When filling small amount of solution into the volumetric flask using dropper, the dropper should be immersed well below the water surface, to ensure that the added solution could react with the water sample. If the solution was added onto the top of the solution, overflow will occur, and the content overflowed would be the added solution. Thus, less number of moles of the added solution would react with the water sample. Just like in the two equations:
8OH-(aq) + 4Mn2+(aq) + O2(aq) + 2H2O(l) → 4Mn(OH)3(s)
2Mn(OH)3(s) + 2I-(aq) + 6H+(aq) → 2Mn2+(aq) + I2(aq) + 6H2O(l)
Less number of moles of Mn2+ ions and I- ions would react than the calculated amount. So a smaller amount of sodium thiosulphate solution would be used in titration, giving smaller dissolved oxygen content in the sample. On the same basis, after adding alkaline potassium iodide solution, time was required to allow the precipitate to sink to the bottom, ideally 3cm3 below the stopper.
Besides, a smaller magnetic stirrer was chosen. Since a bigger one would lead to a larger amount of overflow, more freshly produced iodine would be lost. In this case, the amount of iodine in each 100cm3 of the acidified sample would become smaller. So, a smaller amount of sodium thiosulphate solution would be required in titration, which would lead to a smaller amount of dissolved oxygen content in the sample.
In the experiment, it was assumed that the water sample did not contain any solutes which will oxidize or reduce iodine. However, if it did contain these solutes, the amount of iodine in the solution to be titrated would be smaller. As a result, less sodium thiosulphate solution would be used, and the calculated dissolved oxygen content would be smaller.

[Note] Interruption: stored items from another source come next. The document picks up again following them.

PR #336, opened 2015-08-04
Only install priorities plugin when using Yum

trhoden:
Since DNF natively supports priorities, just skip all the priorities stuff if we're not Yum.

Skip the check_obsoletes on DNF as well.

I didn't like having a "install_specific_package...()" method in the package manager classes, so I created a helper to return the name and just used the regular install() method instead.

Tested on CentOS and Fedora.  Seems to work!

http://tracker.ceph.com/issues/12477

### DIFF
--- a/ceph_deploy/hosts/centos/install.py
+++ b/ceph_deploy/hosts/centos/install.py
@@ -54,7 +54,7 @@ def install(distro, version_kind, version, adjust_repos, **kw):
     # Get EPEL installed before we continue:
     if adjust_repos:
         distro.packager.install('epel-release')
-        distro.packager.install_priorities_plugin()
+        distro.packager.install('yum-plugin-priorities')
         distro.conn.remote_module.enable_yum_priority_obsoletes()
         logger.warning('check_obsoletes has been enabled for Yum priorities plugin')
     if version_kind in ['stable', 'testing']:
@@ -141,9 +141,10 @@ def mirror_install(distro, repo_url, gpg_url, adjust_repos, extra_installs=True,
 
         distro.conn.remote_module.write_yum_repo(ceph_repo_content)
         # set the right priority
-        distro.packager.install_priorities_plugin()
+        if distro.packager.name == 'yum':
+            distro.packager.install('yum-plugin-priorities')
         distro.conn.remote_module.set_repo_priority(['Ceph', 'Ceph-noarch', 'ceph-source'])
-        distro.conn.logger.warning('alter.d ceph.repo priorities to contain: priority=1')
+        distro.conn.logger.warning('altered ceph.repo priorities to contain: priority=1')
 
 
     if extra_installs and packages:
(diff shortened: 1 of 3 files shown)


ceph_deploy/hosts/centos/install.py
```diff
@@ -198,11 +200,8 @@ def repo_install(distro, reponame, baseurl, gpgkey, **kw):
 
     # set the right priority
     if kw.get('priority'):
-        distro.packager.install_priorities_plugin()
-        logger.warning(
-            'ensuring that {repo_path} contains a high priority'.format(
-                repo_path=repo_path)
-        )
+        if isinstance(distro.packager, Yum):
```
alfredodeza: it seems that it would be good to have a way to tell if this is yum besides using `isinstance`. I know that we have `executable` and you could do: `if distro.packager.executable == 'yum':` but it seems that for Apt we are using a list.

I don't think that a list is needed in `Apt` and could be normalized to `apt-get` and then this would work.

Otherwise, you may want to add something like `.name` ? 

Either way, I see this being used often and might be a good idea.

trhoden: I'm surprised - do you consider `isinstance` to be bad practice?  It seems like a very OO way of doing things.  We don't need to know anything about the implementation of the class (i.e. attributes like `name` or `executable`, just merely that the packager is a class doing Yum.

I also like that if I didn't care whether it was Yum or DNF, I could do `isinstance(distro.packager, RPMBaseManager)`.

What are the drawbacks of `isinstance` ?

> I don't think that a list is needed in Apt and could be normalized to apt-get and then this would work.

Whether to switch on `executable` aside, I'm happy to make `executable` be just a single executable name (`apt-get` for Apt) and add the common options another way.  I was just getting lazy. :)

trhoden:
I just push an update that fixes the CentOS version to priorities plugin name mapping...  It never looked right to me, but I had just cut/paste what was elsewhere.

It's `yum-priorities` on CentOS 5 (not 6), and `yum-plugin-priorities` from then on.

Given that we don't even have EL 5 packages in rpm-firefly, that makes me thing we could just drop the mapping and always install `yum-plugin-priorities` entirely.  Thoughts?

liewegas:
We can definitely ignore el5.  :)

trhoden:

On the other hand, iodine was freshly produced by the in situ generation but not using solid iodine for a number of reasons. For example, solid iodine is not very soluble in water but volatile and reacts readily with reducing agents in the environment. These factors would give a smaller amount of iodine in the sample than predicted. Also, solid iodine used in the laboratory contains impurities, which will react with the other solution. Under these circumstances, less sodium thiosulphate solution would be required to titrate against the solution in titration, giving a smaller calculated dissolved oxygen content.
Although iodine was freshly produced in the experiment, it could not be assured that no aqueous iodine had lost. No matter how short the titration took place, a little bit of iodine would still be lost in the form of gas. Thus, less sodium thiosulphate solution would be used to titrate with the water sample, leading to a smaller dissolved oxygen content.
Judging form the above errors, it could be said that the calculated dissolved oxygen content in the sample was smaller than the actual one.
To improve the results of the experiment, firstly, the time for titration should be carried out as short as possible. This is to minimize the lost of iodine to the atmosphere. Also, the water sample should be well insulated from the atmosphere. For instance, when carrying out the experiment, the volumetric flask should be stoppered frequently.
- Conclusion:
The dissolved oxygen content in the water sample is 24.7mgdm-3.